The second reason is my complete and utter bafflement with regard to the website, and the internet (which I have images of as a magical land of pixies and fairies) in general. My esteemed Abubilla colleagues frequently assure me that writing blogs is really t’rrifically simple, and then proceed to bombard me with extensive instructions. Instructions that seem so complicated that I could, I believe, use them to hack into the Pentagon main computer, should I get a sudden hankering to blow up a small country. (Note to Magical Internet Pixies – will I get blacklisted by the FBI/CIA/A-Team for writing that?) My emails in reply to these instructions are filled with the cyber equivalent of a contrite and meek expression, complete with bambi eyes, and reassurances that I will, in fact, get to it this weekend.

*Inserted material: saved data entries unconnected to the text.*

PR #2342, opened 2023-11-03
check interface forwarding-viable state

self-maurya:


feature/interface/aggregate/otg_tests/aggregate_forwarding_viable_test/aggregate_forwarding_viable_test.go
```diff
@@ -511,10 +511,21 @@ func (tc *testArgs) verifyCounterDiff(t *testing.T, before, after []*oc.Interfac
...
-		gnmi.Update(t, tc.dut, gnmi.OC().Interface(tc.dutPorts[1].Name()).ForwardingViable().Config(), forwardingViable)
+		gnmi.Update(t, tc.dut, gnmi.OC().Interface(pName).ForwardingViable().Config(), forwardingViable)
+	}
+
+	v := gnmi.Lookup(t, tc.dut, gnmi.OC().Interface(pName).ForwardingViable().State())
+	got, present := v.Val()
+	t.Logf("First port %s forwarding-viable: got %v, present %v, want %v", pName, got, present, forwardingViable)
+	if present && got != forwardingViable {
+		t.Errorf("First port %s forwarding-viable: got %t, want %t", pName, got, forwardingViable)
+	} else if !present && !deviations.MissingValueForDefaults(tc.dut) {
```
LimeHat, line 527: If the deviation is `true`, this will skip the check for both default (true) and non-default (false) values of `forwarding-viable`, e.g. if the device did not return `false` when expected to do so.
Perhaps an extra condition (`&& want == true`) should be added. Or a new deviation if the state flag is not supported at all.

self-maurya: Right, if the value is not present and not a deviations then it's an error as value is not defined (already covered)

Another case would be, value not present and it's a deviation and want false, it should also result in an error as with deviation we assume default value to be true which is not equal to want value

LimeHat: Thanks, looks good now

arulkumarsekar (approved):

PR #2348, opened 2023-11-06
gnmi_subscriptionlist_test

sachendras:
This is to test for gNMI `Subscription` to multiple paths with different `SubscriptionMode` in a single `SubscriptionRequest` message using the `Subscriptionlist` field. Goal here is to,
  * Ensure that the NOS supports "Subscriptionlist" field with multiple `Subscription` messages and also supports the desired `Subscriptionmode` per path in each `Subscription` message.
  * The tests also check if the DUT is responding back everytime with a `SubscriptionResponse` message that has the `sync_response` field set to `true`


feature/gnmi/gnmi_subscriptionlist_test/README.md
```diff
@@ -0,0 +1,51 @@
...
+    * /interfaces/interface/state/counters/out-discards
+    * /interfaces/interface/state/counters/in-errors
+    * /interfaces/interface/state/counters/out-errors
+    * /interfaces/interface/state/counters/in-fcs-errors
+    * /qos/interfaces/interface/output/queues/queue/state/transmit-pkts
+    * /qos/interfaces/interface/output/queues/queue/state/transmit-octets
+    * /qos/interfaces/interface/output/queues/queue/state/dropped-pkts
+    * /components/component/integrated-circuit/backplane-facing-capacity/state/available-pct
+    * /components/component/integrated-circuit/backplane-facing-capacity/state/consumed-capacity
+    * /components/component/integrated-circuit/backplane-facing-capacity/state/total”
```
dplore, line 49: This path should be in the ON_CHANGE category because it would only change on FABRIC card insertion or removal

feature/gnmi/gnmi_subscriptionlist_test/README.md
```diff
@@ -0,0 +1,51 @@
...
+    * /components/component/integrated-circuit/backplane-facing-capacity/state/total-operational-ca
```
dplore, line 50: This path should probably be in the ON_CHANGE category because it would only change on FABRIC card failure or admin-power down.

feature/gnmi/gnmi_subscriptionlist_test/README.md
```diff
@@ -0,0 +1,51 @@
...
+### GNMI-2.1: Verify single subscription request with a Subscriptionlist and different SubscriptionModes:
+  * Send a single `SubscribeRequest` message to the DUT with a **SubcriptionList** and **SubscriptionMode** matching the "Telemetry Parameter Coverage" section below. Use `Stream` mode for the `SubcribeRequest`.
+  * Ensure that the implementation successfully allows subscription to all the paths mentioned below and a `SubscribeResponse` message is received by the client with the `sync_reponse` field set to `true`. The RPC via which the `SubscribeRequest` was recieved should eventually be closed by the client.
+### GNMI-2.2: Change SubscriptionModes in the subscription list and verify receipt of sync_response:
+  * In the "Telemetry Parameter coverage" section below, change the `Subscribe` message for each of the paths with `SubscriptionMode` as `ON_CHANGE` to `TARGET_DEFINED` and the ones that are `TARGET_DEFINED` to `SAMPLE` and send all the subscribe messages in a single `SubscribeRequest` message to the DUT. Confirm that a `SubscribeResponse` message is received by the client with the `sync_reponse` field set to `true`. The client should then close the RPC session
```
dplore, line 13: What sample interval should be used?  Other tests are specifying two.  10 second and 15 second.  Probably use that for now.  (can tweak it later if needed)

feature/gnmi/gnmi_subscriptionlist_test/README.md
sachendras: Done

feature/gnmi/gnmi_subscriptionlist_test/README.md
```diff
@@ -10,8 +10,8 @@ This is to test for gNMI `Subscription` to multiple paths with different `Subscr
...
+  * In the "Telemetry Parameter coverage" section below, change the `Subscribe` message for each of the paths with `SubscriptionMode` as `ON_CHANGE` to `TARGET_DEFINED` and the ones that are `TARGET_DEFINED` to `SAMPLE` w/ a sampe_interval of 10secs and send all the subscribe messages in a single `SubscribeRequest` message to the DUT. Confirm that a `SubscribeResponse` message is received by the client with the `sync_reponse` field set to `true`. The client should then close the RPC session
+  * Again, switch the `SubscriptionMode` in each `Subscription` message to its original state i.e. from `TARGET_DEFINED` to `ON_CHANGE` and from `SAMPLE` to `TARGET_DEFINED` and resend the `SubscriptionRequest` with `Mode` as `STREAM`. Confirm that the DUT is responding back to the client with a `SubscriptionResponse` and the `Sync_Response` field set to `true`
```
dplore, line 14: Do you want     * /interfaces/interface/state/counters/in-unicast-pkts to be collected in ON_CHANGE mode?  I think we don't want counters in ON_CHANGE?  counters only need to support TARGET_DEFINED and SAMPLE mode.  Right?

There is no 'original state' of SAMPLE?  The only original states below are ON_CHANGE and TARGET_DEFINED.  Maybe you could reword this to not be conditional on the previous steps.  Just say what mode you want for which group of paths.  Give the path groups a name to simplify.

sachendras: I am not sure if we are on the same page. Heres what is happening

1. Start off the testing w/ the paths in "Telemetry Parameter Coverage" section with the "SubscriptionMode" as stated.
2. Then switch the ones that are ON_CHANGE to TARGET_DEFINED and the TARGET_DEFINED ones to SAMPLE
3. Then revert the state in "2" to its Original form i.e. TARGET_DEFINED to ON_CHANGE and SAMPLE to TARGET_DEFINED
When we follow "3", then we restore "Telemetry Parameter Coverage" to how it is stated in the section below and eqvt to "1"
 In that sense then: /interfaces/interface/state/counters/in-unicast-pkts becomes TARGET_DEFINED and not ON_CHANGE.

dplore: Ok, got it.

dplore (approved):

testregistry.textproto
```diff
@@ -834,6 +834,12 @@ test: {
   readme: "https://github.com/openconfig/featureprofiles/blob/main/feature/system/gnmi/get/tests/system_gnmi_get_test/README.md"
   exec: " "
 }
+test: {
+  id: "gNMI-2"
+  description: "Gnmi Subscriptionlist Test"
+  readme: ""
```
dplore, line 840:
```suggestion
  readme: "https://github.com/openconfig/featureprofiles/blob/main/feature/gnmi/subscribe/tests/gnmi_subscriptionlist_test/README.md"
```

feature/gnmi/gnmi_subscriptionlist_test/README.md
dplore, line 1: To follow test folder pattern, please move to  feature/gnmi/subscribe/tests/gnmi_subscriptionlist_test/README.md

sachendras: Done

dplore (approved):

But I never DO get to it that weekend. So we have now reached the stage where the emails from afore-mentioned esteemed colleagues have turned from fond bemusement and gentle teasing of my technical incapableness (a word? I think not, but am sticking with it), to stern reprimands and threats of a Papa-Johns-and-vodka imbargo. MAYDAY.
So here you find me, biting nails to the quick and whimpering softly as I frantically try to cobble together a contribution to the SMCC blogosphere, glancing furtively over my shoulder all the while to check the Abubilla equivalent of the Grim Reaper hasn’t come to claim what is rightfully his. What do I write about? The songs? Can’t say anything more than to tell you to listen to them, NOW. The Abubilla people? Jimmy has covered most of ’em, although for the record, don’t believe a word he says. Yeah, Jimmy, I said it. You’ve been BUSTED.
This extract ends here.